Cette tendance prononcée qu’ont les races croisées à faire retour, a donné lieu à des discussions infinies sur le nombre de générations après lesquelles une race pouvait être considérée comme pure, et ne plus offrir de chances de retour, lorsqu’elle avait subi un croisement, soit avec une race distincte, soit seulement avec un animal inférieur.

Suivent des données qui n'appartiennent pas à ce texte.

PR #192, opened 2026-04-06
Add commands to read/write SerDes and PHY registers

janh:
I wrote this to play around a bit with the SerDes and PHY registers. Maybe it is also useful for others. Not sure though if these commands are really important enough to merge into main branch.

### DIFF
--- a/cmd_parser.c
+++ b/cmd_parser.c
@@ -164,6 +164,20 @@ uint8_t atoi_hex(uint8_t idx)
 }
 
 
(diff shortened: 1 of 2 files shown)


logicog:
This is a great idea. I am working on support for the 10GBit Ethernet devices and this will come in handy. The code looks good. I will need to test a bit more. BTW: Sorry for the delay, it is Easter holidays...

logicog:
Tested and works great. Thanks a lot for sharing!

PR #148, opened 2026-03-02
Syslog: Duplicates console output to remote syslog server; Web-Interface: Send console commands to device

feelfree69:
Probably far from perfect, but at least it works for me.... helps developing with devices that do not have a serial console attached.

You can enter a console command in the web interface (System Settings, Console Tab), and send it to the device.
All output from the console can be send via UDP to a configurable syslog server.
I did not try out with real syslog servers so far, but just read the messages from wireshark output....

PR #195, opened 2026-04-09
Fix reading configuration over flash block boundaries

logicog:


UAb5eSMn:
I can confirm that a configuration > 256 characters (329 in my case, so not tested with something huge) can be saved and read back from the web interface. The configuration is also applied successfully during bootup (verified the serial console output).

Edit: It appears I was just lucky. There's some issues with another config. I'll report back when I've investigated.

Edit2:
The issue is with a cmd that's a bit too long (more than 127 characters), so it doesn't fit in cmd_buffer. Then the code exits the while loop at: while (cmd_idx < (CMD_BUF_SIZE - 1)) {
Other commands still in flash_buf will also not be processed. The next blocks are read into flash_buf but those are also not processed anymore, because cmd_idx did not get reset to 0.
In summary: After a command that's too long, no further commands are issued. That may be intentional, but maybe print an error message then?

logicog:
I will see what can be done about the long commands, this has always been an issue.

logicog:
I added graceful handling of lines in the configuration file that are too long. With the following file
```
$ cat config.txt
ip 192.168.10.247
gw 192.168.10.1
netmask 255.255.255.0
aaaaaaaaaaaaaaaaaaaaaaaaaaaaaaaaaaaaaaaaaaaaaaaaaaaaaaaaaaaaaaaaaaaaaaaaaaaaaaaaaaaaaaaaaaaaaaaaaaaaaaaaaaaaaaaaaaaaaaaaaaaaaaaaa
eee status

```
I now get:
```

A minimal prompt to explore the RTL8372:

Clock register: 0x00001101
Register 0x7b20/RTL837X_REG_SDS_MODES: 0x00000bff
Verifying PHY settings:

1       On      1000M   0x00000000      0x00000000      0x0000000e      0x00000000
6       NO SFP  Down    0x00000000      0x00000000      0x00000000      0x00000000
Setting ip: 192.168.10.247
Setting gw: 192.168.10.1
Setting netmask: 255.255.255.0
ERROR: Command too long: aaaaaaaaaaaaaaaaaaaaaaaaaaaaaaaaaaaaaaaaaaaaaaaaaaaaaaaaaaaaaaaaaaaaaaaaaaaaaaaaaaaaaaaaaaaaaaaaaaaaaaaaaaaaaaaaaaaaaaaaaaaaaaa

```
Note that an error is printed and the device does not hang. However, the final command after the too long line (`eee status`) is not executed, i.e. the command execution is stopped at the first error, similar to what a shell script would do.

vDorst:
I wonder, can we visual show that there is a boot error so the user know there is an issue.

logicog:
We could set a `boot_ok` variable once the boot commands have all executed without an error. This could be shown in the web-interface, e.g. with an exclamation mark somewhere if the boot did not go OK. Currently we however do not return any error codes for commands that fail, merely these too long lines are reported when executing the configuration. Note that you cannot actually enter lines that are too long on the CLI because they would not fit into the line buffer. We could start by setting a global error variable when a command fails (greetings from the non-reentrant beginnings of libc) and `boot_ok` would only be set if there are no errors during command execution of the configuration.

vDorst:
`boot_ok` is I think not usefull when config stops at a weird point that you can't recover from.

So I was thinking what should we do when this happens.
The issue is that not every device has a `SYSTEM`-LED nor a button.
So I was thinking, maybe we should we default to a failsafe-default config.
Which can also be the default config.

Default config does:
- Put all ports in disabled mode, so your network is not leaking all over the place.
- Only one port is active to accept web-requests. (Only pick one port that is handled by the SOC on both 82 and 83 devices.)
- Fixed password, ip and netmask.
- Ideally a error code why we defaulted to the failsafe-config.

logicog:
That would be kind of complicated and confusing since we would need 2 different configuration files and 2 different configuration areas. And the issue is here already in the compiled-in configuration file.

For some things like the default password, we already compile some things in without a configuration file. We could maybe fall back to a default configuration that is compiled in and not in a configuration file. But that would still mean that the failed configuration file execution would need to trigger a re-boot into that failsafe mode in which no configuration file is executed.

feelfree69:
> We could maybe fall back to a default configuration that is compiled in and not in a configuration file.

Note that the compiled in config.txt is written twice to the image, one serves as the Default Config which is never overwritten (Location `DEFAULT_CONFIG_LOCATION`), the other one is the user modifiable part (at `CONFIG_LOCATION`).

Of course that could be 2 different files at compile-time, but at the moment I don't see any benefit.

The fallback to default is already implemented, but triggered by the button only.

logicog:
Thanks for the reminder @feelfree69 , I had forgotten about that!

So, why don't we treat the config.txt configuration as always OK, even if it fails. I mean, if you are able to compile that in, you probably know what you are doing and have some way of reverting. The problem would be the configuration that the user can modify from the web. My understanding is that this gets executed on boot. So what about treating this configuration if it fails to execute like as if the user had pressed the button and the failsafe configuration gets flashed over to the current one. That way we have some consistency what happens and do not complicate things further. It would also be relatively easy to implement: it is basically just: if error detected in boot config -> goto flash over failsafe configuration.

feelfree69:
> it is basically just: if error detected in boot config -> goto flash over failsafe configuration.

Even if we decide to implement that, I would not add this to the current PR.

logicog:
> Even if we decide to implement that, I would not add this to the current PR.

Yes. @vDorst and I have a tendency to feature-creep in PRs. ;-)
I'll add the variable that tracks an error when the initial configuration is executed and we can leave it at that for now, I hope. Will push that in a bit.

cmd_parser.c
```diff
@@ -860,6 +862,7 @@ uint8_t cmd_tokenize(void) __banked
 	print_string_x(&cmd_buffer[0]);
 	write_char('<'); write_char('\n');
 #endif
+	err_status = 0;
```
vDorst: replace `0` with `ERR_OK`.

cmd_parser.c
```diff
@@ -1165,28 +1171,42 @@ void execute_config(void) __banked
...
+				break;
+		}
+		if (cmd_idx >= (CMD_BUF_SIZE - 1)) {
+			cmd_buffer[cmd_idx] = '\0';
+			print_string("ERROR: Command too long: ");
+			print_string_x(cmd_buffer);
+			write_char('\n');
+			err_status = ERR_CMD_TOO_LONG;
+			goto config_done;
+		}
```
vDorst: I think this put in the top of while loop above.
Because it is the same check.
Change the the while loop back to 
```c
do {
} while(cfg_idx)
```

vDorst (commented):
Small thinks

cmd_parser.c
```diff
@@ -1165,28 +1171,42 @@ void execute_config(void) __banked
...
 
 		len_left -= FLASH_READ_BURST_SIZE;
 		pos += FLASH_READ_BURST_SIZE;
```
vDorst: I was hoping by swapping these, the compiler could reuse the already known values. But is doesn't.

cmd_parser.c
logicog: Yes, you are absolutely right. Will fix.

cmd_parser.c
logicog: Yes, there is something strange with how sdcc implements the flash interface, it is using DSEG variables and eats IRAM, see also my comment in PR #148 . We need to fix this, somehow.

vDorst: len_left could be just a 'uint8_t', instead of counting the actual size.
We can count just number of pages.

```c
	__xdata uint8_t len_left = CONFIG_LEN / FLASH_READ_BURST_SIZE;
```
Rename the `len_left`, `pages_left`.

logicog: Fixed as suggested and pushed.

logicog:
All suggestions implemented - amazing how much more one can squeeze out when more eyes look at a PR!

vDorst:
Thanks! Looking great.

One thing what I am thinking about is extra compiletime checks around `CONFIG_LEN` and `FLASH_READ_BURST_SIZE`. To ensure `CONFIG_LEN` is always a multiple of `FLASH_READ_BURST_SIZE`.

It is also fine for an other PR. So I can merge this one.

logicog:
I added that compile-time check:
```
sdcc -MMD -mmcs51 -I. -Ihttpd -Iuip -o output/cmd_parser.rel -c cmd_parser.c
cmd_parser.c:1486:10: error: #error "CONFIG_LEN not a multiple of FLASH_READ_BURST_SIZE"
 1486 |         #error "CONFIG_LEN not a multiple of FLASH_READ_BURST_SIZE"
      |          ^~~~~
```

vDorst:
Thanks!

PR #197, opened 2026-04-10
Port Isolation CLI command

logicog:
This adds support for parsing a `isolate` CLI command to configure port isolation. The syntax is:
```
isolate <port> [show|off] [port]...
```
Show shows the isolation settings for the given port, off allows traffic from the given port to any other given port, including the CPU port, which otherwise has the number 10.

### DIFF
--- a/cmd_parser.c
+++ b/cmd_parser.c
@@ -1146,7 +1146,10 @@ uint8_t cmd_tokenize(void) __banked
 	line_ptr = 0;
 	is_white = 1;
 	uint8_t word = 0;
-	cmd_words_b[0] = -1;
+
+	for (uint8_t i = 0; i < N_WORDS; i++)
+		cmd_words_b[i] = -1;
+
 	while (cmd_buffer[line_ptr] && line_ptr < CMD_BUF_SIZE - 1) {
 		if (is_white && cmd_buffer[line_ptr] != ' ') {
 			is_white = 0;
--- a/cmd_parser.c
+++ b/cmd_parser.c
@@ -371,6 +371,74 @@ err:
 	print_string("Error: vlan (<vlan-id>|show) [port][t/u]...\n");
 }
 
+
+void parse_isolate(void)
+{
+	__xdata uint16_t members = 0;
+
+	if (cmd_words_b[3] <= 0)
+		goto err;
+
+	print_string("\nISOLATE ");
+
+	__xdata int8_t port_configured = cmd_buffer[cmd_words_b[1]] - '1';
+	port_configured = machine.phys_to_log_port[port_configured];
+	if (isnumber(cmd_buffer[cmd_words_b[1] + 1]))  // CPU-port, logical port 9
+		port_configured = (port_configured + 1) * 10 + cmd_buffer[cmd_words_b[1] + 1] - '1';
+	if (port_configured < 0 || port_configured > 9)
+		goto err;
+
+	print_byte(port_configured); write_char('\n');
+
+	if (cmd_compare(2, "show")) {
+		members = port_isolation_get(port_configured);
+		for (uint8_t i = 0; i < 10; i++) {
+			if (members & 1) {
+				if (i < 9)
+					write_char(machine.log_to_phys_port[i] + '0');
+				else
+					print_string("CPU");
+				write_char(' ');
+			}
+			members >>= 1;
+		}
+		return;
+        }
+
+	if (cmd_compare(2, "off")) {
+		for (uint8_t i = machine.min_port; i < machine.max_port; i++)
+			members |= ((uint16_t)1) << i;
+		members |= 0x200; // CPU-port
+		port_isolate(port_configured, members);
+		return;
+	}
+
+	uint8_t w = 2;
+	while (cmd_words_b[w] > 0) {
+		__xdata uint8_t port;
+		if (isnumber(cmd_buffer[cmd_words_b[w]])) {
+			port = cmd_buffer[cmd_words_b[w]] - '1';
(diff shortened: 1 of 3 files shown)


TylerDurden-23:
@logicog Was it intended, that this PR did contain the CLI extension and the keepLink KP-9000-9XHML-X V2.2 support?

logicog:
No, that was a mistake. I updated the PR to only contain the port-isolation-related code.

cmd_parser.c
```diff
@@ -371,6 +371,49 @@ void parse_vlan(void)
...
 
+
+void parse_isolate(void)
+{
+	__xdata uint16_t members;
+
+	print_string("\nISOLATE ");
+	__xdata int8_t port_configured = cmd_buffer[cmd_words_b[1]] - '1';
+	port_configured = machine.phys_to_log_port[port_configured];
+	if (port_configured < 0 || port_configured > 9)
```
TylerDurden-23, line 388: The upper bondary check is not working:

> isolate 10 show

ISOLATE 000x03ff
> isolate 11 show

ISOLATE 000x03ff
>

cmd_parser.c
```diff
@@ -371,6 +371,49 @@ void parse_vlan(void)
...
+		goto err;
+
+	print_byte(port_configured);
```
TylerDurden-23: Does it really make sense to output the physical port number? All other commands output the logical port number.

cmd_parser.c
```diff
@@ -371,6 +371,49 @@ void parse_vlan(void)
...
+
+	uint8_t w = 2;
+	while (cmd_words_b[w] > 0) {
+		__xdata uint8_t port;
+		if (isnumber(cmd_buffer[cmd_words_b[w]])) {
+			port = cmd_buffer[cmd_words_b[w]] - '1';
+			if (isnumber(cmd_buffer[cmd_words_b[w] + 1])) {
+				port = (port + 1) * 10 + cmd_buffer[cmd_words_b[w] + 1] - '1';
+				if (cmd_buffer[cmd_words_b[w] + 2] == 't')
+					vlan_settings.tagged |= ((uint16_t)1) << port;
```
TylerDurden-23: Wouldn't the isolated ports also have to be translated from logical to physical?

cmd_parser.c
logicog: Will fix.

cmd_parser.c
logicog: Not all the commands output logical port numbers. E.g. the stat and the EEE commands use the physical port numbers. The VLAN-related commands mostly use logical port numbers, however. Personally, I think we should move to physical ports everywhere, because we are getting more and more "users" to use the CLI and the difference between logical and physical can be rather confusing (it still confuses me every time I write code related to ports...).

cmd_parser.c
logicog: I think I pushed an old version here, the reference to vlan is a copy and paste error. It was supposed to read:
```
		if (isnumber(cmd_buffer[cmd_words_b[w]])) {
			port = cmd_buffer[cmd_words_b[w]] - '1';
			if (isnumber(cmd_buffer[cmd_words_b[w] + 1])) {
				port = (port + 1) * 10 + cmd_buffer[cmd_words_b[w] + 1] - '1'; // logical port
				if (port != 9) // CPU port is logical port 9
					goto err;
			} else {
				port = machine.phys_to_log_port[port];
				if (port < machine.min_port || port > machine.max_port)
					goto err;
			}
			members |= ((uint16_t)1) << port;
		}
```
I will update the PR accordingly. Does this address your concern?

logicog:
Updated pr and rebased.

cmd_parser.c
TylerDurden-23: @logicog With the rebased PR - if I simply enter "isolate" ... it seems to activate a more or less random isolation configuration. Expected would be an error output.

logicog:
I had completely messed up this PR. I somehow "lost" a fix to the commits to the command parser that was already addressing your issues, so I did not understand where they came from. I worked with a different development machine last week and forgot to push the last changes, it seems.
I believe I have everything now as it should be. Could you try again, @TylerDurden-23 ? Sorry for the mess!

TylerDurden-23:
@logicog The show output looks much better now.
There is still an oddity: When restarting and entering "isolate" - it activates isolation for port 1 or 9.
If you enter "isolate 1 show" first and then enter "isolate" - it gives the correct error message.
Looks like a problem with variable initialization.

logicog:
I believe I fixed this behavior by adding a check on the number of arguments present. Can you check again?

TylerDurden-23:
@logicog Still the same behavior:
image

logicog:
That should not be possible because of:
```
void parse_isolate(void)
{
	__xdata uint16_t members = 0;

	if (cmd_words_b[3] <= 0)
		goto err;

	print_string("\nISOLATE ");
```
I was also not able to reproduce the behavior you see, so the check for the number of arguments was just something that is anyway a good idea. Still, I do not understand how what you see is possible.

You seem to have a long list of commands in `config.txt`, could you try with just the bare minimum?

TylerDurden-23:
@logicog It seems indeed to be related to prior commands from the startup - but it still seems to be a real bug:
The command_parser seems only to clean up the token store at position 1: 
	cmd_words_b[0] = -1;
But not the positions further behind.

It should loop over the array and clean everything from 0 to N_WORDS

image

logicog:
Of course! Stupid me...

TylerDurden-23 (approved):
All looks fine now!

Personne n’admet qu’il faille moins de trois générations ; la plupart des éleveurs croient que six, sept, et même huit sont nécessaires, d’autres en veulent encore davantage[1]. On ne peut indiquer aucune règle générale quant au temps nécessaire pour effacer toute tendance au retour, soit dans le cas où une race a été souillée par un seul croisement, soit dans celui où, en vue d’établir une race intermédiaire, on a, pendant plusieurs générations successives, apparié des animaux croisés. Ce temps peut dépendre de la différence dans la puissance de transmission chez les deux parents, de l’étendue de leurs différences réelles, et aussi des conditions extérieures dans lesquelles se trouvent les produits du croisement. Il faut éviter avec soin de confondre ces cas de retour à des caractères acquis d’un croisement, avec ceux de la première classe, dans lesquels des caractères primitivement communs aux deux parents, mais perdus à une époque antérieure, reparaissent de nouveau, car ces caractères peuvent se représenter après un nombre indéfini de générations.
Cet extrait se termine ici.